Exercise details: Output must match the data below exactly from its first line through the line that contains "from being ignored.", with no other line.

Top of Dataset excerpts

PR #594, opened 2019-02-17
Math folder

lithiumtoast:
- Move appropriate files to a new `Math` folder in the core project.
- Remove `.DotSettings` files from being ignored.
- Allow ReSharper to ignore namespace checks for the `Math` folder by adding `MonoGame.Extended.csproj.DotSettings`.


lithiumtoast:
@craftworkgames This PR does not break anything; the `Shapes` namespace and the code inside is not yet moved.

PR #595, opened 2019-02-26
Some input listener code for migrating games from System.Windows.Forms

ryancheung:
1.  Add Handled property to KeybordEventArgs for migrating games code using System.Windows.KeyEventArgs
2. Let MouseButton enum can be used as bit flags, as the System.Windows.Forms.MouseButton do

### DIFF
--- a/Source/MonoGame.Extended.Input/InputListeners/KeyboardEventArgs.cs
+++ b/Source/MonoGame.Extended.Input/InputListeners/KeyboardEventArgs.cs
@@ -21,6 +21,7 @@ namespace MonoGame.Extended.Input.InputListeners
                 Modifiers |= KeyboardModifiers.Alt;
         }
 
+        public bool Handled { get; set; } = false;
         public Keys Key { get; }
         public KeyboardModifiers Modifiers { get; }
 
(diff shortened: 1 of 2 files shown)


stefanrbk:
Sounds reasonable. Where are those flag values coming from though?

ryancheung:
They come from System.Windows.Form’dll

stefanrbk:
Microsoft and their complicated looking code from decades ago... *rant, rant*

Is there a benefit of using the _exact_ values from Microsoft and not code them to something more readable like:

```
0x0
0x1
0x2
0x4
0x8
0xf
...
```

craftworkgames:
We need to be clear about what problems we're actually trying to solve here?

1. I can see how being able to use bit flags might be useful. However, I can't see anything in your commit that tells me if it actually works?  As far as I can tell, there'll need to be more changes made to make these bit flags actually useful.

2. I agree with @stefanrbk. What is the actual purpose of the values used? Does it matter if they match the ones in `System.Windows.Forms`?

3. Same goes for the `Handled` flag. What should happen when you set it to `true`?  Does it change the behavior of anything?  As far as I can see from this commit, setting the flag wouldn't actually *do* anything.

It would be much clearer for me if you told your story.  What is it that you're doing that drives these changes?

For example, "I'm currently migrating my game from `System.Windows.Forms` and I ran into an issue because (reasons) and I need to change this because (reasons) and so on..."

As it is right now, I can't see a good reason to accept this pull request.

PR #606, opened 2019-05-23
Added event handlers for control events

patrickvandewal:
Hi!

I've added a few control event handlers to the control class so these can be implemented inherited types. 

The use-case for this is that I am building a game which has an inherited type of button where I have to catch specific enter, leave, down and up events on the control to execute actions. 

Cheers
Patrick


craftworkgames:
These `OnPointerDown` methods are already marked `virtual` so they can already be overridden. 
I don't see why we need to add extra events.

PR #612, opened 2019-06-29
Improve collision demo

jonmseaman:
- Fix an issue with actor bounds not being set properly. This makes the collisions in the demo smoother.
- Improved the demo's code quality by adding some comments.


craftworkgames:
The truth is, the collision library in Extended has a lot to be desired. Chances are we'll end up replacing or removing it at some point anyway.

That said, any incremental improvements are welcome.

PR #614, opened 2019-07-01
Fix Clear method

rumkuhgel:
Make sure to clear the array before setting count to zero.


craftworkgames:
Oh right, because otherwise the `Array.Clear` method will have `0` passed in as the `length` parameter.

Issue #617, opened 2019-07-15
TiledMap ArgumentException Unclear As To What Problem Is


manbeardgames:
If you import a Tiled map (.tmx) that contains two or more layers with the same name, an `ArgumentException` is thrown in the [AddLayer method of the TiledMap class.](https://github.com/craftworkgames/MonoGame.Extended/blob/130daf3e5e7dc02e1b2abc6244553314fd147eac/Source/MonoGame.Extended.Tiled/TiledMap.cs#L72)

This happens because `_layersByName` is a Dictionary object using `layer.Name` as the key. When the layer is added, if one already exists, the ArgumentException is thrown.

If you are using MonoGame.Extended from a NuGet package, when this exception is thrown, the only thing you see as the user is 
```
System.ArgumentException: 'An item with the same key has already been added.'
```

Looking at the stack trace for the exception, you can see the AddLayer method mentioned

```
   at System.ThrowHelper.ThrowArgumentException(ExceptionResource resource)
   at System.Collections.Generic.Dictionary`2.Insert(TKey key, TValue value, Boolean add)
   at MonoGame.Extended.Tiled.TiledMap.AddLayer(TiledMapLayer layer) in C:\TeamCity\buildAgent\work\8dee3b4a1a2bbd93\Source\MonoGame.Extended.Tiled\TiledMap.cs:line 81
```

From an end user perspective though, it is quite unclear as to why this exception is thrown and can be very confusing and frustrating. 

I would like to suggest adding a check before adding the layer to see if the key exists. If it does exist, manually thrown an exception explaining why.  Something like the following:

```csharp
if (_layersByName.ContainsKey(layer.Name))
{
    throw new Exception($"The TiledMap \"{Name}\" contains two or more layers named \"{layer.Name}\". Please ensure all layers have unique names.");
}
```

craftworkgames:
Yeah, I this is a good idea. It's always bothered me that the default `ArgumentException` doesn't tell you what key has already been added. I mean it's gotta be right there when they throw right?

Just a couple of things to consider:

 - Generally speaking it's better practice to throw something a little more specific instead of `Exception`. I would usually suggest [throwing `InvalidOperationException`](https://docs.microsoft.com/en-us/dotnet/standard/exceptions/best-practices-for-exceptions#use-the-predefined-net-exception-types) but in this case keeping it as a `ArgumentException` will be a non-breaking change (in case someone is already catching that type of exception).

[...]

PR #618, opened 2019-07-15
Check for existing layer name

manbeardgames:
This PR adds checks for an existing layer by name before adding new layer for a TiledMap (see #617) If layer name already exists, a descriptive exception is thrown instead of the generic ArgumentException.


craftworkgames:
I made some small tweaks. Let me know what you think.

PR #622, opened 2019-07-23
Collision fix

janfokke:
ICollisionActor.Bounds gets called multiple times in CollisionComponent.Update
Which in some circumstances can cause an exception when making a PenetrationVector


craftworkgames:
Hey @janfokke 

Sorry I didn't get to this earlier. I saw it in my email but I've been super busy lately.

I just want to let you know I do appreciate any code fixes as pull requests and I do my best to merge them in as time permits.

However, the collision library in Extended is quite bare bones. It was never really done properly for various (long forgotten) reasons. It really needs to be re-written from the ground up to be what I'd always hoped it would become.

So long story short, it's likely that most of the code in the Collisions library will be thrown out and replaced anyway.

I am curious to know if you're using it in a game though?

PR #639, opened 2019-10-25
Fixed pathing issues creating problems loading Tiled assets

corykroll:
I was having an issue loading Tiled maps, since in some cases the path to the asset contained \\ and / along the same path.  When debugging the pipeline writers, I would see things like this for the path:
"C:\\Users\\Cory\\source\\repos\\MonoGame\\Tools\\Pipeline\\Content/CollisionTileSet.tsx"

Using Path.Combine instead kept the slashes consistent and fixed the issue.

I looked for other placed in MonoGame.Extended with this same pattern and replaced them with Path.Combine.


craftworkgames:
Looks pretty sensible. Thanks :)

PR #641, opened 2019-12-10
TiledMap property multi-line bug fix

### LINKED ISSUE #635: Tiled Importer fails to read maps with multiline string properties
As outlined in the [TMX format documentation](https://doc.mapeditor.org/en/stable/reference/tmx-map-format/#property), a string property that contains multiple lines is stored inside the `property` element rather than in the `value` attribute:

> When a string property contains newlines, the current version of Tiled will write out the value as characters contained inside the property element rather than as the value attribute. It is possible that a future version of the TMX format will switch to always saving property values inside the element rather than as an attribute.

The Tiled Importer does not reflect this, causing it to throw an exception due to the `value` attribute being missing.

janfokke:
#635 fix


craftworkgames:
Ah man, sorry I totally forgot to merge this. I'll do it now.

PR #234, opened 2018-03-21
MMT-1356 Improve test time and reliability 

macrouch:


spec/features/providers_list_spec.rb
```diff
@@ -78,7 +78,8 @@
 
       context 'when the user then logs in' do
         before do
-          login
+          # TODO need to do a real login because it fetches providers from CMR
```
charleshuang80: still need the comment?

spec/support/user_helpers.rb
```diff
@@ -1,11 +1,14 @@
 module Helpers
   module UserHelpers
-    def login_admin
-      login(admin: true)
+    def login_admin(provider: 'MMT_2', providers: 'MMT_2')
```
charleshuang80: I kind of like the idea of having a `def real_login`. I think it could be a separate method, or it could call `login` passing in `real_login: true`, similar to how you originally made this `login_admin` method that calls `login`.

PR #242, opened 2018-04-11
MMT-1369 add a filter to the right hand side of the chooser

macrouch:


app/assets/javascripts/widgets/Chooser/Chooser.coffee
```diff
@@ -98,16 +100,17 @@ window.Chooser = (config) ->
     setDefault('filterChars', 1)
     setDefault('resetSize', 50)
     setDefault('showNumChosen', true)
-    setDefault('filterText', 'Enter text to narrow search results')
+    setDefault('fromFilterText', 'Enter text to narrow search results')
```
charleshuang80: I know the text in this box has been this way for a while, so I'm not sure if it needs to change, but I wonder if it would be better if this said something like 'Enter a Short Name to narrow search results' or 'Enter text to narrow search results by Short Name'

spec/features/chooser/chooser_to_filter_spec.rb
```diff
@@ -0,0 +1,119 @@
...
+        # testing 02_01 | My testing title 02
+        find('option[value="C1200189943-MMT_2"]').select_option
+      end
+
+      within '.button-container' do
+        find('.add_button').click
+      end
+    end
+
+    it 'moves two values to the TO list' do
```
charleshuang80: should be 'three values' right?

spec/features/chooser/chooser_to_filter_spec.rb
```diff
@@ -0,0 +1,119 @@
+require 'rails_helper'
+
+describe 'Chooser To Filter', js: true do
+  before do
+    collections_response = Cmr::Response.new(Faraday::Response.new(status: 200, body: JSON.parse(File.read('spec/fixtures/cmr_search.json'))))
```
charleshuang80: I made a small helper, `cmr_success_response`, to make this a bit easier, but I don't think it's used in all places (yet). If you want to use it, this could be changed to `collections_response = cmr_success_response(File.read('spec/fixtures/cmr_search.json'))`

PR #248, opened 2018-05-07
MMT-1431: put URS login behind feature toggle

charleshuang80:


app/controllers/users_controller.rb
```diff
@@ -2,15 +2,19 @@
...
 
   def login
     session[:last_point] = request.referrer
     session[:last_point] = params[:next_point] if params[:next_point]
 
-    redirect_to cmr_client.urs_login_path
+    if urs_login_required?
+      redirect_to cmr_client.urs_login_path
+    else
+      redirect_to root_url
```
charleshuang80: remove

app/controllers/application_controller.rb
```diff
@@ -122,11 +103,66 @@ def store_profile(profile = {})
...
+
+      store_oauth_token unless is_user_logged_in # clear session time and token values if user is not logged in
+      is_user_logged_in
+    end
+
+  end
+
+  def is_logged_in
+    if !urs_login_required? # && !launchpad_login_required?
+      # TODO this should only happen if URS login AND Launchpad login are both turned off (which should not happen)
```
charleshuang80: Log error message

app/controllers/manage_metadata_controller.rb
```diff
@@ -2,6 +2,31 @@
 class ManageMetadataController < ApplicationController
   include ManageMetadataHelper
```
macrouch: I know you didn't add this, but `app/helpers` are supposed to be view helpers. Since you are doing a little bit of refactoring, can you look at removing the need for including ManageMetadataHelper here

app/controllers/application_controller.rb
```diff
@@ -7,13 +7,24 @@ class ApplicationController < ActionController::Base
...
   protected
 
+  # Seconds ahead of the token expiration that the server should
+  # attempt to refresh the token
+  SERVER_EXPIRATION_OFFSET_S = 60
+  # For testing, token expires after 10 seconds
+  # SERVER_EXPIRATION_OFFSET_S = 3590
+
+  def urs_login_required?
+    ENV['urs_login_required'] == 'true'
```
macrouch: I think it might make sense for this to default to true. That will save work for the SA team for having to change environment variables until we actually need to change this.

macrouch:
Add a test for when `urs_login_required?` returns false

app/controllers/application_controller.rb
```diff
@@ -99,7 +69,18 @@ def available_provider?(provider)
...
+  def provider_set?
+    if logged_in? && current_user.provider_id.nil?
+      redirect_to provider_context_path
+    end
+  end
+
   def store_profile(profile = {})
+    # URS login
+
+    # TODO remove this comment with Launchpad feature toggle ticket
```
macrouch: do you know the ticket number for this upcoming ticket?

charleshuang80: 1386 - I didn't think it was necessary to add the ticket number because it was the one that was immediately next.

macrouch: 👍

PR #253, opened 2018-06-01
MMT-1297 add launchpad keep alive call to keep sessions active

macrouch:


app/controllers/saml_controller.rb
```diff
@@ -56,6 +56,7 @@ def acs
       # it should be set to 15 min, the default Launchpad session time
       session[:expires_in] = 900
       session[:logged_in_at] = Time.now.to_i
+      session[:original_logged_in_at] = Time.now.to_i
```
charleshuang80: since you are adding this to the session, maybe should it also be added to the check in `logged_in?`

app/assets/javascripts/launchpad_keep_alive.coffee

Bottom of Dataset excerpts

Response to the exercise:
PR #594, opened 2019-02-17
Math folder

lithiumtoast:
- Move appropriate files to a new `Math` folder in the core project.
- Remove `.DotSettings` files from being ignored.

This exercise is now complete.